Ryuuko no Ken 2 suscitò grande clamore, al momento dell'uscita. E non poteva essere altrimenti, considerato lo spettacolo visivo messo in scena dai suoi realizzatori. Il fascino dell'ambientazione (la stessa South Town teatro degli eventi di Garou Densetsu, solo ritratta un decennio prima) e lo straordinario gusto estetico con il quale ne furono tratteggiati i luoghi principali funzionavano da degna e meravigliosa cornice per un impianto coreografico di sfolgorante bellezza. Il comparto tecnico mozzava il fiato: le dimensioni colossali degli sprites, le loro fluidissime animazioni, la suggestività ed il dettaglio minuzioso dei fondali, l'incredibile effetto zoom della telecamera virtuale che interveniva ogni volta che i combattenti si allontanavano troppo l'uno dall'altro, erano fattori che mai, prima di quel momento, si erano potuti ammirare tutti insieme ed in quei termini. In maniera simile a World Heroes 2, poi, la caratterizzazione dei personaggi prendeva le distanze dall'ingenua seriosità tipica del genere, proponendo lottatori pronti a sfoggiare un'efficace lato umoristico, capace di amplificarne il già elevato carisma. Ed il risultato era, nel suo complesso, talmente grandioso da impressionare ancora oggi.

Tutt'altra storia, purtroppo, dal punto di vista strutturale. Hiroshi, infatti, arricchì le meccaniche del primo episodio, aggiungendo numerose nuove caratteristiche ma lasciando, purtroppo, inalterati i difetti. In Ryuuko no Ken 2 si usano quattro pulsanti, ma solo due sono per calci e pugni: sfiorandoli il lottatore esegue un colpo debole, tenendoli premuti il colpo diviene forte. Il terzo tasto è per le prese e, premuto in contemporanea con quelli di attacco, sfodera ulteriori colpi intermedi. Il quarto pulsante, infine, consente di provocare l'avversario, facendo decrescere la sua energia spirituale (o ki). E proprio questa è la croce e la delizia del gioco. Il livello di ki degli sfidanti infatti diminuisce ogni volta che si usa una mossa speciale. Quando l'apposita barra si esaurisce questa fondamentale opportunità viene preclusa. Vi sono due modi per rimpinguare l'indicatore di ki: attendere il lunghissimo periodo di riempimento automatico oppure fermarsi per recuperare, rimanendo però alla mercè dell'avversario.

Le conseguenze di una scelta simile sono deleterie: se da un lato essa apre nuovi scenari strategici, dall'altro l'uso delle mosse speciali è disincentivato, nonostante la quantità di queste sia nettamente superiore alla media. E gli scontri si frammentano perdendo ritmo e spettacolarità. Inoltre, il particolare sistema di controllo non permette combattimenti corpo a corpo vari e spettacolari: troppo poche e troppo poco intuitive da realizzare sono le mosse base per garantire quella cristallina perfezione dei più blasonati e giocabili campioni coevi.

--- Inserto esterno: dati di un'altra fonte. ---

PR #200, opened 2020-02-18
Resort to the expensive database lookup only if the person exists in the

druscoe:
database.

The database is configured such that each person name within the table
has to be unique. Attempting to add a person which already exists causes
an IntegrityError exception to be thrown. This is a less costly
operation than the cursor.execute and cursor.fetch operations.

Increase performance by reverting to the expensive calls of fetching if
adding a person fails.

This pattern could also be applied to other tables within the database.


jellyfin_kodi/objects/kodi/kodi.py
```diff
@@ -21,6 +22,14 @@ class Kodi(object):
     def __init__(self):
         self.artwork = artwork.Artwork(self.cursor)
 
+        try:
+            self.cursor.execute(QU.get_all_people)
+        except:
+            # Failed to load the table. Has the table been created?
+            self._people_cache = {}
+        else:
+            self._people_cache = dict(self.cursor.fetchall())
```
mcarlton00: Wouldn't it make more sense to move this up above the `except`?  I've never found a need for the else block over just putting the desired actions in the try block, so I'm curious about the choice to include it here.

jellyfin_kodi/objects/kodi/kodi.py
```diff
@@ -123,46 +132,59 @@ def add_thumbnail(person_id, person, person_type):
...
         return person_id
 
-    def get_person(self, *args):
-
+    def _get_person(self, *args):
         try:
+            return self.add_person(*args)
+        except IntegrityError:
+            # The person already exists in the database
+            # Now we can do the expensive operation of fetching the id
```
mcarlton00: Shouldn't this block also be checking `_people_cache` first, and then doing the add if they don't already exist?  Similar to the `get_person` below

jellyfin_kodi/objects/kodi/kodi.py
druscoe: I believe it is a good pattern to use the else block of a try/catch.
It helps communicate to a reader which calls the author intended to catch from and which calls they did not anticipate catching from. It also prevents potential accidental catches of exceptions from calls you may want to propagate or learn about.
I think I read somewhere to keep the try blocks as small as possible but no smaller; Ive taken that to heart as I have (albeit small) justifications for using this pattern but not seen evidence against using it.

jellyfin_kodi/objects/kodi/kodi.py
druscoe: _get_person is internal/private. Ideally, it's an implementation detail which ideally should only be called by get_person.
If another callee calls this directly then I can only assume that they do not want to access the cache. This is the only case where the catch block should get called as calling _get_person via get_person means that the person does not exist in the db and add_person should'nt raise an IntegrityError

druscoe:
> Very dramatic speed increase. From 6:20 down to 3 minutes flat for my movie library on a Pi 3B. Nicely done. Couple questions, but otherwise it looks good.
Thanks

> I don't really see a whole lot of benefit doing this for most of the other tables, since obviously movies/tv shows are more "unique" versus actors that can be in many things. But the other one that stands out that could have another speed boost would be studios. Possibly music artists as well? (Food for thought for another PR later)
I like consistency but maybe best not to force this pattern on other tables if they don't need it. 

Artists already get put in the people table (I believe) as I have noticed an improvement on adding albums since this change -- Disclosure; This is a presumption from library updates and not from reading code nor profiling.

Studios for sure! genres, bands*, albums**, songs are the tables I think may benefit.
* Are bands stored in another table, separate from people?
**Maybe
These tables need profiling first before any action.
Any others which you may think of? -- I was guided to the people table by the profiler so that may help identify others.

jellyfin_kodi/objects/kodi/kodi.py
mcarlton00: I see what you mean now.  I should probably look at the full file instead of just the little individual changed snippets

jellyfin_kodi/objects/kodi/kodi.py
mcarlton00: Doing some quick research, it does appear that you're correct and using the else block is considered more "proper".  I've just never seen it done this way before.

mcarlton00:
I've found it easier to check the database directly for these types of things rather than the code.
```
kronos% sqlite3 .kodi/userdata/Database/MyVideos116.db
SQLite version 3.31.1 2020-01-27 19:55:54
Enter ".help" for usage hints.
sqlite> .tables
actor                   movie_view              studio_link
actor_link              movielinktvshow         tag
art                     musicvideo              tag_link
bookmark                musicvideo_view         tvshow
country                 path                    tvshow_view
country_link            rating                  tvshowcounts
director_link           season_view             tvshowlinkpath
episode                 seasons                 tvshowlinkpath_minview
episode_view            sets                    uniqueid
files                   settings                version
genre                   stacktimes              writer_link
genre_link              streamdetails
movie                   studio
```
I created #203 to track this further.  That will allow for more overarching discussion rather than individual PRs.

Il risultato, ulteriormente danneggiato anche da collisioni imprecise e da una risposta ai comandi migliorabile, rende Ryuuko no Ken 2 decisamente confuso e poco divertente da giocare, notevolmente lontano dai livelli di armoniosa eccellenza dei suoi concorrenti. Una difficoltà elevatissima, ai limiti della scorrettezza, incide ulteriormente sul divertimento della modalità ad un giocatore, lasciando al secondo utente (sempre che se ne trovi uno disposto ad apprendere e padroneggiare adeguatamente la poco intuitiva struttura) l'onere di riequilibrare le partite.

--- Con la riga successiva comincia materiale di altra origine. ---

PR #201, opened 2020-02-18
Allow for UI updates as the library is being sync'ed

druscoe:
Periodically release the locks on the database as the sync with the
server is being performed. This allows the UI to communicate with its
database and update the UI in real time.

Taken this oppurtunity to refactor some common code improve
maintainance.

### DIFF
--- a/jellyfin_kodi/full_sync.py
+++ b/jellyfin_kodi/full_sync.py
@@ -3,6 +3,7 @@ from __future__ import division, absolute_import, print_function, unicode_litera
 
 ##################################################################################################
 
+from contextlib import contextmanager
 import datetime
 import logging
 
@@ -248,6 +249,13 @@ class FullSync(object):
 
             raise
 
+    @contextmanager
+    def video_database_locks(self):
+        with self.library.database_lock:
+            with Database() as videodb:
+                with Database('jellyfin') as jellyfindb:
+                    yield videodb, jellyfindb
+
     @progress()
     def movies(self, library, dialog):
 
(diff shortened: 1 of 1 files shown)


mcarlton00:
Perhaps I'm missing something, but I'm not seeing much change from the UI side.  I still have the library update counter spinning in the corner during the sync, but I'm not seeing any change on the home screen or in the libraries until the sync is finished.  Where exactly is this allowing the UI to update during a sync?

druscoe:
Admittedly this change is not working as I had originally hoped for but there are still "some" improvements:
- As a library is updating (with an initial empty kodi library) the user browsed can browse into Movies and the list will remain empty until the sync has completed. With this patch the user will see the movies which have been sync'ed thus far. The same is true as from a non-empty initial library.
- Browsing the "Jellyfin dynamic" hung while the sync was working (sometimes even crashing if I tried to cancel). Access to the Jellyfin dynamic now works as expected. -- Full disclosure here, I've seen this a few times but not concentrated any serious testing on it; just something I happened to notice.
- Refactored the code to reduce duplication.

Its not the full feature set which I was hoping for but enough improvements IMO to be committed as an intermediary. This patch will complement my planned future patch when I can find the code which updates Kodi's UI. The complete idea is that you will see new movies appearing on your screen as the sync is happening and without any user interaction.

mcarlton00:
I'm pretty sure what you're looking for is `xbmc.executebuiltin('ReloadSkin()')` to reload the home screen.  I'm not sure where the best place to implement it here would be, but that should point you in the right direction.  Only problem I see with using that is that it fully reloads the screen, so it automatically jumps the cursor back up to the top entry in the list, which could be annoying for the user.

druscoe:
> I'm pretty sure what you're looking for is `xbmc.executebuiltin('ReloadSkin()')` to reload the home screen. I'm not sure where the best place to implement it here would be, but that should point you in the right direction. Only problem I see with using that is that it fully reloads the screen, so it automatically jumps the cursor back up to the top entry in the list, which could be annoying for the user.
> 
> Full list of supported builtin commands are [here](https://kodi.wiki/view/List_of_built-in_functions)

Indeed. I wanted to test and see what the refresh is like. Im a bit worried that if I could get the UI to display updated media files without moving the current selection that the visual updates will be too distracting on their own, especially if it is happening at an increased pace now.

The effect I am aiming for is just a refresh of missing data as opposed to a full refresh. There must be a way of informing Kodi that the database has been updated without calling a full ReloadSkin? If it exists then I'll discover it :) Maybe it requires inbuilt skin support?

mcarlton00:
I think the issue you're going to run into is that the home screen can't update in real time (afaik).  It's kinda an all or nothing deal.  For example, with this PR as it stands as things are syncing I can move into the movies directory, then back to the home screen, and there's media displayed there.  It needs a reload of that screen of some kind before new media can show up.

Maybe it could make sense to trigger a reload every ~100 items synced or some arbitrary number we choose so periodic updates do occur, but it's not a constant annoying flashing.  That approach does need more testing first though.  Specifically:
* Try to keep the user's location on the menu (or maybe catch it's location and move back there after the reload finishes)
* What happens when a skin is reloaded when inside a library view?
* What happens when a skin is reloaded while video playback is happening?

I guess at this point the options are either mark this PR as a draft and keep working on it, or open an issue to keep track of the new ideas and we'll merge this one

druscoe:
> * Try to keep the user's location on the menu (or maybe catch it's location and move back there after the reload finishes)
> * What happens when a skin is reloaded when inside a library view?
> * What happens when a skin is reloaded while video playback is happening?

I know what an annoyance constant and interfering refreshes can be; they can bring the UI to a point of unusability. So, unless I can get all these points listed here then I will not implement it. Maybe a call to ReloadSkin and rebuild the users' selection etc? This will be hard to get right though.
 
> I guess at this point the options are either mark this PR as a draft and keep working on it, or open an issue to keep track of the new ideas and we'll merge this one

It's good enough in that the user can see recent updates, albeit manually. For that reason, I'm tending towards the latter option of merging and opening an issue.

Ed è un vero peccato. Perché, sulla carta, se ci fossero stati un bilanciamento ed una cura generale migliori, le meccaniche ludiche avrebbero potuto dar vita ad un gioco estremamente originale, profondo ed interessante. Così, invece, Ryuuko no Ken 2 è solo un gigantesco spreco di tecnica, che va a narrare implacabilmente l'ennesima, mesta, storia nella quale gli allievi superano il maestro.